## Raw data:
PR #289, opened 2020-02-27
Collect stats on sample_caller runs and optionally report them

audiodude:
This PR adds light instrumentation to the sample_caller runs, where exceptions and total items scraped are counted for each scraper ('module_string'). At the end of the run, if the`--report` option is enabled, a `report.html` file is created in the project root directory.

An example of a real report that this generates is [here](https://juriscraper.netlify.com/)

I believe this adds obvious value over trying to run sample_caller one scraper at a time and "see" if it failed or not.

Also jinja2 is added only as a dev dependency.

### DIFF
--- a/juriscraper/report.py
+++ b/juriscraper/report.py
@@ -1,5 +1,4 @@
 from datetime import datetime
-import pickle
 
 import jinja2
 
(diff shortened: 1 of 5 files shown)


audiodude:
Update: fixed a bug with the number of "non-error" reports and a CSS bug.

mlissner:
Solid, and super helpful. @arderyp, you might find this interesting/useful. New flag on `sample_caller.py` that'll generate a report!

arderyp:
yeah, thanks @audiodude for doing this, its an awesome feature!

arderyp:
@mlissner is this deployed and will our email/slack report include the new info?

mlissner:
Well...it's available as part of sample_caller.py, but it's not something that's in the daily emailer. We could probably upgrade one with the other though. 

Another thought is that github actions allows you to run code periodically. Maybe it's doable to run this that way once/day (or faster), and to upload the report somewhere...somehow?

## Task goal:
Copy each line of the listing that contains the string "import".

## Solution for this problem:
 from datetime import datetime
-import pickle
 import jinja2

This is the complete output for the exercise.